Стоило только коснуться холодного металла — как из глубины пронзительно хлынул запах: резкий, почти едкий, смесь пыли, хлорки, чуть отдающей гарью печки, и рассеянного утреннего света, с трудом пробивавшегося сквозь прореху в плотных шторах. Интернат. Пятьдесят восьмой год.
Тесная комната, две узкие койки с проваленными сетками, и на одной — мальчишка лет восьми: худощавый, с тонкими запястьями, серьёзными, почти взрослого человека глазами и заметной родинкой у самого основания шеи. Брат.
«Владимир…».
Имя слетело с губ вкрадчивым шёпотом. Воздух в комнате сгустился, как перед грозой, — стало тесно, тяжело: память будто вползла в этот сумрак и присела рядом, по-хозяйски уместившись на краю постели.
Кружка дрогнула в руке, скрипнула жестяным горлышком.
— Помнишь, — выдохнул он, — как мы делили сахар?

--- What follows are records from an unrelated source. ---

Issue #458, opened 2017-06-26
Cannot "Export for publishing" on macOS


Hongbo-Miao:
## Current Behavior
When I click "Export for publishing",
![image](https://user-images.githubusercontent.com/3375461/27552462-5f4d6526-5a5c-11e7-99d7-cd8406b36231.png)

it shows this
![image](https://user-images.githubusercontent.com/3375461/27552470-68a16c44-5a5c-11e7-8893-286a18107cf7.png)

## Your Environment
* Operating System and version: macOS 10.12.5

Zlatkovsky:
If you were to do the same thing from the browser (https://script-lab.azureedge.net), does the issue occur there as well?  Or is it only because it's an add-in.

We use `FileSaver.js` for exporting.  Could you also see if these demos work for you:  https://eligrey.com/demos/FileSaver.js/?

Thanks!

Zlatkovsky:
@Hongbo-Miao , please take a look at the questions above.  thanks!

Hongbo-Miao:
Just tried, both https://script-lab.azureedge.net and https://eligrey.com/demos/FileSaver.js succeed download the file.

Zlatkovsky:
In that case, it might be a platform bug with agaves on Mac.  Could you please file a bug and follow up with Dan or Julian?  Thanks!

Hongbo-Miao:
@dsaunders45459 saw u self-assigned, let me know if still need notify Dan. thanks

dsaunders45459:
I thought this was an issue with Mac platform so I assigned to myself, but it seems to also repro on Safari. @Hongbo-Miao you can fix if you want if not a platform issue.

Hongbo-Miao:
@dsaunders45459 actually I am not sure what cause this since it works on my Safari. Please keep diging into it.

dsaunders45459:
I spent more time investigating this. Safari had the same bug before 10.1, the FileSaver library would not work for it. Mac Office uses the WebKit control to embed Script Lab, and it looks like it is not currently possible for the blob download approach FileSaver uses to work with this control using public WebKit API. An alternate approach could be to use window.open on a data-uri and base64 string for the contents, but FileSaver library does not do this. I have opened a bug in WebKit https://bugs.webkit.org/show_bug.cgi?id=174076 to enable blob downloads, but the fix will not be available in the foreseeable future. For now I think we should hide the button on the Mac platform, I will send out a pull request.

[...]

PR #467, opened 2017-07-03
Hide export for publishing button when running on Mac

dsaunders45459:
## Description
The download blob feature that FileSaver uses to save the zip is not working in WebKit. You can see more technical details in https://github.com/OfficeDev/script-lab/issues/458 and https://bugs.webkit.org/show_bug.cgi?id=174076. Since we are not able to fix this issue until the change has been implemented and shipped in WebKit, it is better to hide the "Export for publishing" button on the Mac platform instead of it always being a no-op.

## Related Issue

https://github.com/OfficeDev/script-lab/issues/458

## Motivation and Context

If the user clicks the "Export for publishing" button currently, they think Script Lab is broken because it does not do anything. If the button does not show up the user will know the download feature is not yet supported on this platform and instead use the features that work.

## How Has This Been Tested?

I have verified that the "Export for publishing" shows up when loading the editor in the browser, but when I side load the manifest on Mac it is hidden.

## Types of changes

- [ x] Bug fix (non-breaking change which fixes an issue)

## Checklist:

- [ x] My code follows the code style of this project.
- [ x] I have read the **CONTRIBUTING** document.


src/client/app/containers/app.ts
```diff
@@ -23,7 +24,7 @@ import { isNil } from 'lodash';
                     <command icon="PageCheckedin" title="${Strings.shareMenuPublic}" (click)="shareGist({isPublic: true, isUpdate: false})"></command>
                     <command icon="ProtectedDocument" title="${Strings.shareMenuPrivate}" (click)="shareGist({isPublic: false, isUpdate: false})"></command>
                     <command id="CopyToClipboard" icon="Copy" title="${Strings.shareMenuClipboard}" (click)="shareCopy()"></command>
-                    <command icon="Download" title="${Strings.shareMenuExport}" (click)="shareExport()"></command>
+                    <command [hidden]="!isDownloadZipSupported" icon="Download" title="${Strings.shareMenuExport}" (click)="shareExport()"></command>
```
Zlatkovsky: I'm not in love with hiding the button.  The developer has no idea why it's not available, or they might watch a video and see it working for someone, but then not see it themselves.

I would prefer to still keep the button, but then fail with an error message saying that export on Mac unfortunately isn't supported; but that the user can export from a non-Mac machine if they wish.

src/client/app/containers/app.ts
```diff
@@ -78,6 +79,10 @@ export class AppComponent {
             );
     }
 
+    get isDownloadZipSupported() {
+        return Utilities.platform !== PlatformType.MAC;
```
Zlatkovsky: I'm assuming Mac & iPad are both impacted, right?
Admittedly, we aren't really testing iPad.  But the check may as well be on both, I would think...

src/client/app/containers/app.ts
WrathOfZombies: Agreed, makes sense. Or you can grey it out with a title saying this feature is not supported.

src/client/app/effects/github.ts
```diff
@@ -9,9 +9,10 @@ import { Effect, Actions } from '@ngrx/effects';
 import { Http, ResponseContentType } from '@angular/http';
 import * as clipboard from 'clipboard';
 import { UIEffects } from './ui';
-import { find } from 'lodash';
+import { find, isNil } from 'lodash';
```
WrathOfZombies: Do you need `isNil`? you can just do `(exception == null)` that checks for both null and undefined [literally the implementation of isNil].

Zlatkovsky:
@dsaunders45459 , ping.

src/client/app/effects/github.ts
Zlatkovsky: I personally like the isNil simply for its explicitness (I always worry about seeing a double-equals, and feeling like maybe it will trigger for other falsy things, not just null and undefined)

PR #11, opened 2019-06-10
Login route

SimeonSIL:
This change is [Reviewable](https://reviewable.io/reviews/sillsdev/thecombine/11)

### DIFF
--- a/package.json
+++ b/package.json
@@ -17,6 +17,7 @@
     "react-dom": "^16.8.6",
     "react-localize-redux": "^3.5.3",
     "react-redux": "^7.0.3",
+    "react-router-dom": "^5.0.1",
     "react-scripts": "3.0.1",
     "redux": "^4.0.1",
     "redux-thunk": "^2.3.0",
--- a/package.json
+++ b/package.json
@@ -9,6 +9,7 @@
     "@types/react": "16.8.19",
     "@types/react-dom": "16.8.4",
     "@types/react-redux": "^7.0.9",
+    "@types/react-router-dom": "^4.3.3",
     "@types/redux-thunk": "^2.1.0",
     "axios": "^0.19.0",
     "make-dir": "^3.0.0",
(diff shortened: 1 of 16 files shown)


SimeonSIL:
The purpose of this branch/pull request is redirecting users to and from the login page, and storing user jwt tokens in localStorage

jasonleenaylor:
___
*[src/components/Login/LoginComponent.tsx, line 77 at r2](https://reviewable.io/reviews/sillsdev/thecombine/11#-Lh61Oa0AgXIjcR-Node:-Lh61Oa0AgXIjcR-Nodf:b5gdab0) ([raw file](https://github.com/sillsdev/thecombine/blob/49c435ddadb6c38fb14194f9c1d1be2b43410b8c/src/components/Login/LoginComponent.tsx#L77)):*
> ```XML
>     if (user === "" || pass === "") {
>       // notify the user they need both a username and password
>       alert("Username and password cannot be blank");
> ```

There should be a material component that can be used for these type of error notifications. Alert is ok for now, but we should put this on a list of things to fix.

SimeonSIL:
___
*[src/components/Login/LoginActions.tsx, line 56 at r1](https://reviewable.io/reviews/sillsdev/thecombine/11#-Lh5kZMDEbIbQ41iD5bv:-Lh65khl4w06pYlfNG-K:b-d4cbhw) ([raw file](https://github.com/sillsdev/thecombine/blob/52d46df3eb266af69ecc193196b08b87ebb97eb0/src/components/Login/LoginActions.tsx#L56)):*
<details><summary><i>Previously, SimeonSIL wrote…</i></summary><blockquote>

I can't use the <Translate/> component within a browser alert. We can use material-ui dialogs, but I would need to add another component. Can I leave a TODO comment here?
</blockquote></details>

I got this alert to work, but it requires accessing the state within an action, which is not necessarily good practice. We'll look at using material-ui alerts later

PR #20, opened 2019-06-13
Linux deploy

jmgrady:
Initial package of Ansible playbooks for installing TheCombine on an Ubuntu 18.04 target.  All files are added to the "deploy" subdirectory of TheCombine.  TheCombine/deploy/README.md describes the usage of the setup script, "setup-target.sh" as well as the individual Ansible roles that are defined.

There are test.yml playbooks defined for the installation of node.js and the wifi access point.  Other test playbooks are stubs for the moment.

ansible-lint finds no issues.

---
This change is [Reviewable](https://reviewable.io/reviews/sillsdev/thecombine/20)


jmgrady:
I would like to point out that this pull request includes adding a submodule from a repo that I created earlier on github and is itself forked from oblique/create_ap.  The changes I made were minor - mostly in how the configuration for the Access Point is built.
Having a submodule complicates things slightly but it is easy to trace the software to its origin.  I don't, however, expect to have further development on the create_ap repo that we will also want in TheCombine.
Please consider whether this should be kept as a submodule or if the files should be copied here and treated as  part of TheCombine.
Last of all, I had originally stated that we will want to use a wifi router instead of creating a wifi access point.  I have done some more experiments that suggest that a wifi access point may be viable so I have left this as part of the device setup.

jmgrady:
Comments on review comments:
Regarding, "The One True Editor", yes, I had seen a comment in LanguageForge about installing vim for Stephen.  That task name was for his benefit should he ever come across it. ;-) I have removed it from the playbook (partly because the test for Server instead of Desktop was ugly) and will put in in a personal playbook  (cf. "Effective STL", Scott Meyers, Item 5)

Regarding the grub defaults, I changed the sense of the comment

Regarding the wifi configuration, I removed the creation of create_ap.hosts.  This doesn't work until we get the virtual hosts setup for apache.  Sorry, I jumped the gun here.

PR #60, opened 2019-06-20
Upgrade goal selector scroll ui

Micah-Schiewe:
In addition to centering ui/fixing its style:
* Adds a custom right-click drop-down menu for goal cards
* Repairs jerry-rigged unit tests for GoalSelectorScroll

---
This change is [Reviewable](https://reviewable.io/reviews/sillsdev/thecombine/60)

### DIFF
--- a/src/components/ContextMenu/ContextMenu.tsx
+++ b/src/components/ContextMenu/ContextMenu.tsx
@@ -1,0 +1,89 @@
+import { Menu, MenuItem } from "@material-ui/core";
+import React, { ReactElement } from "react";
+import {
+  LocalizeContextProps,
+  withLocalize,
+  Translate
+} from "react-localize-redux";
+
+export type MenuType = [string, () => void];
+
+export interface ContextMenuProps {
+  options: MenuType[];
+  anchorName: string;
+}
+export interface ContextMenuState {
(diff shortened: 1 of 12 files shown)


Micah-Schiewe:
___
*[src/components/GoalTimeline/GoalSwitcher/GoalSelectorScroll/GoalSelectorScroll.tsx, line 262 at r1](https://reviewable.io/reviews/sillsdev/thecombine/60#-LhpnJ5s9pioRrOWBaO3:-Li8ZxEP6hYmRRPPDpD-:b2uvjbx) ([raw file](https://github.com/sillsdev/thecombine/blob/19dc8fba92af2ef43bd3d816386f8ae80b4b7aca/src/components/GoalTimeline/GoalSwitcher/GoalSelectorScroll/GoalSelectorScroll.tsx#L262)):*
<details><summary><i>Previously, tyasw wrote…</i></summary><blockquote>

When I find myself needing to add section comments, I realize the class is too big. I would try to break this class up into smaller ones. Maybe for another pull request, though. This component is only referenced in the GoalSwitcher component, so you should be able to do this anytime.
</blockquote></details>

Definitely not in this commit (we need to get it added in), but I'll see if there's any breakdown I can do.

PR #121, opened 2019-07-02
Add transient for IUserEditRepository

sam-skinner:


Backend/Startup.cs
```diff
@@ -98,6 +98,7 @@ public void ConfigureServices(IServiceCollection services)
             // User role types
             services.AddTransient<IUserEditContext, UserEditContext>();
             services.AddTransient<IUserEditService, UserEditService>();
+            services.AddTransient<IUserEditRepository, UserEditRepository>();
```
tyasw: Good catch.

Ярко, до мурашек, встал тот вечер: в коридоре глухо переговаривались голоса, щёлкали каблуки воспитателя, они с братом забирались под жёсткое одеяло, прижимались друг к другу плечами и делили между собой этот редкий, почти праздничный кусочек сахара. Пальцы — маленькие, с синеватым налётом, костлявые, чужие в своей хрупкости, — дрожали, но не выпускали крошку. Смех — тихий, стеснённый, только чтобы друг другу в ухо, чтобы не услышал никто. Вкус сладости был острым, пронзительным, как причастие, потому что другого праздника у них не было.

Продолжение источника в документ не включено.